Liss LaFleur (b. 1987 Houston, TX, USA) is an American artist whose interdisciplinary practice spans moving-image, technology, installation, sculpture, and collaborative research. Weaving together complex references—queer history, pop culture, feminist archives, and speculative design—her work feels simultaneously nostalgic and future-facing. Many of her projects draw on her own upbringing as a queer person in the South, grounding broader inquiries into otherness, gender, and collective care in the twenty-first century.
A second-generation glass artist, LaFleur often pairs time-based media with craft traditions, using the fragility of materials and the poetics of technology to reconsider embodiment and identity. Recent projects explore reproductive healthcare, future feminism, and expanded definitions of family.
Her solo and collaborative projects include presentations at Telematic Media Arts, San Francisco (2023); the Contemporary Arts Museum Houston (2022); the Reykjavik Art Museum, Iceland (2021); and SXSW, Austin, TX (2020). Her work has also been featured at Tate Modern, London; the Czong Institute for Contemporary Art, South Korea; the Nasher Sculpture Center, and other international venues.

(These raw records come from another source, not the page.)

PR #4180, opened 2025-03-01
Use temp dir on same filesystem for source install

IanButterworth:
Fixup #4168 
I missed this detail in https://github.com/JuliaLang/Pkg.jl/pull/4168#discussion_r1970925988

See failures in https://github.com/JuliaLang/julia/pull/57598

### DIFF
--- a/src/Operations.jl
+++ b/src/Operations.jl
@@ -717,10 +717,13 @@ function install_archive(
     version_path::String;
     io::IO=stderr_f()
 )::Bool
+    depot_temp = mkpath(joinpath(dirname(dirname(dirname(version_path))), "tmp"))
     tmp_objects = String[]
     url_success = false
     for (url, top) in urls
-        path = tempname() * randstring(6)
+        # the temp dir should be in the same depot because the `rename` operation in `mv_temp_dir_retries`
+        # is possible only if the source and destination are on the same filesystem
+        path = tempname(depot_temp) * randstring(6)
         push!(tmp_objects, path) # for cleanup
         url_success = true
         try
--- a/src/utils.jl
+++ b/src/utils.jl
@@ -65,7 +65,8 @@ set_readonly(::Nothing) = nothing
     mv_temp_dir_retries(temp_dir::String, new_path::String; set_permissions::Bool=true)::Nothing
 
 Either rename the directory at `temp_dir` to `new_path` and set it to read-only
-or if `new_path` already exists try to do nothing.
+or if `new_path` already exists try to do nothing. Both `temp_dir` and `new_path` must
+be on the same filesystem.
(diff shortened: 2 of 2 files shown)


maleadt:
Looks like PkgEval is stumbling on this change, or any from the preceding PRs. Lots of new skips in https://s3.amazonaws.com/julialang-reports/nanosoldier/pkgeval/by_date/2025-03/04/report.html, e.g., https://s3.amazonaws.com/julialang-reports/nanosoldier/pkgeval/by_date/2025-03/04/PyCall.primary.log:

```
ERROR: LoadError: Error when installing package Conda:
IOError: rename of "/home/pkgeval/.julia/tmp/jl_wNc5SF4dC1wSxoe4" to "/home/pkgeval/.julia/packages/Conda/zReqD": cross-device link not permitted (EXDEV)
Stacktrace:
 [1] uv_error
   @ ./libuv.jl:106 [inlined]
 [2] mv_temp_dir_retries(temp_dir::String, new_path::String; set_permissions::Bool)
   @ Pkg /opt/julia/share/julia/stdlib/v1.13/Pkg/src/utils.jl:111
 [3] mv_temp_dir_retries
   @ /opt/julia/share/julia/stdlib/v1.13/Pkg/src/utils.jl:71 [inlined]
 [4] install_archive(urls::Vector{Pair{String, Bool}}, hash::Base.SHA1, version_path::String; io::IOContext{IO})
   @ Pkg.Operations /opt/julia/share/julia/stdlib/v1.13/Pkg/src/Operations.jl:765
```

Any thoughts? PkgEval does have a somewhat peculiar filesystem set-up (with some directories mounted from an overlay filesystem), but Pkg shouldn't stumble on that.

 cc @KristofferC

IanButterworth:
So `.depot/tmp` could be on a different fs to `.depot/packages`? That seems quite unusual.

The temp write could be moved to within `packages`?

IanButterworth:
If it's not clear, the reason it's stumbling is because we now use `rename` not `mv`.

maleadt:
`compiled`, `artifacts`, and `packages` are mounted from an overlay filesystem indeed: https://github.com/JuliaCI/PkgEval.jl/blob/ff3294147c090023b6b491fcd025500abdec8b82/src/evaluate.jl#L289-L300

IanButterworth:
I'm happy to move the temp write to `packages/temp`. I think a single temp dir in there with any potential orphans is clear-enough.

maleadt:
> I'm happy to move the temp write to `packages/temp`.

That seems safer in general; users doing something special with `depot/packages` (like PkgEval does) doesn't seem that outrageous, so it'd be great to support that.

LaFleur is the recipient of a Citizen Artist Fellowship from the John F. Kennedy Center (2020), an Immersive Scholar Fellowship from the Andrew W. Mellon Foundation (2018), and support from the National Endowment for the Arts and the Ford Foundation. Residencies include the Rose Goldsen Archive of New Media Art at Cornell University and the Museum of Glass, Tacoma. She received her MFA in Media Art from Emerson College in 2014, where she was a Media Art Fellow and affiliate researcher at the MIT Media Lab. LaFleur is Associate Professor of New Media Art and Feminist Discourse at the University of North Texas and the founder of the Future Feminist Lab. Her studio is based in Texas, where she is represented by Galleri Urbane Marfa + Dallas and lives with her wife, flutist Britt Balk, and their two children.